Multi-omic biomarker panel in pancreatic cyst fluid and serum predicts patients at a high risk of pancreatic cancer development
- PMID: 39747972
- PMCID: PMC11696309
- DOI: 10.1038/s41598-024-83742-4
Multi-omic biomarker panel in pancreatic cyst fluid and serum predicts patients at a high risk of pancreatic cancer development
Abstract
Integration of multi-omic data for the purposes of biomarker discovery can provide novel and robust panels across multiple biological compartments. Appropriate analytical methods are key to ensuring accurate and meaningful outputs in the multi-omic setting. Here, we extensively profile the proteome and transcriptome of patient pancreatic cyst fluid (PCF) (n = 32) and serum (n = 68), before integrating matched omic and biofluid data, to identify biomarkers of pancreatic cancer risk. Differential expression analysis, feature reduction, multi-omic data integration, unsupervised hierarchical clustering, principal component analysis, spearman correlations and leave-one-out cross-validation were performed using RStudio and CombiROC software. An 11-feature multi-omic panel in PCF [PIGR, S100A8, REG1A, LGALS3, TCN1, LCN2, PRSS8, MUC6, SNORA66, miR-216a-5p, miR-216b-5p] generated an AUC = 0.806. A 13-feature multi-omic panel in serum [SHROOM3, IGHV3-72, IGJ, IGHA1, PPBP, APOD, SFN, IGHG1, miR-197-5p, miR-6741-5p, miR-3180, miR-3180-3p, miR-6782-5p] produced an AUC = 0.824. Integration of the strongest performing biomarkers generated a 10-feature cross-biofluid multi-omic panel [S100A8, LGALS3, SNORA66, miR-216b-5p, IGHV3-72, IGJ, IGHA1, PPBP, miR-3180, miR-3180-3p] with an AUC = 0.970. Multi-omic profiling provides an abundance of potential biomarkers. Integration of data from different omic compartments, and across biofluids, produced a biomarker panel that performs with high accuracy, showing promise for the risk stratification of patients with pancreatic cystic lesions.

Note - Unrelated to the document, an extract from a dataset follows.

Issue #830, opened 2025-02-05
tutorial: Optimize proposal part handling logic in `received_proposal_part`


romac:
## Summary

The current implementation checks for full proposal before validating height, which is inefficient as outdated parts are still being inserted into the map.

Keywords: Biomarker; Multi-omics; Pancreatic cancer; Pancreatic cystic lesion; Risk stratification.
© 2024. The Author(s).
Conflict of interest statement
Declarations. Competing interests: The authors declare no competing interests. Ethics approval and consent to participate: This work was performed in accordance with the Code of Ethics of the World Medical Association (Declaration of Helsinki) for experiments involving humans. Patients provided informed consent for sample and data acquisition, and the study received full ethical approval from Tallaght University Hospital Joint Research Ethics Committee Review Board (ID: 0319-264).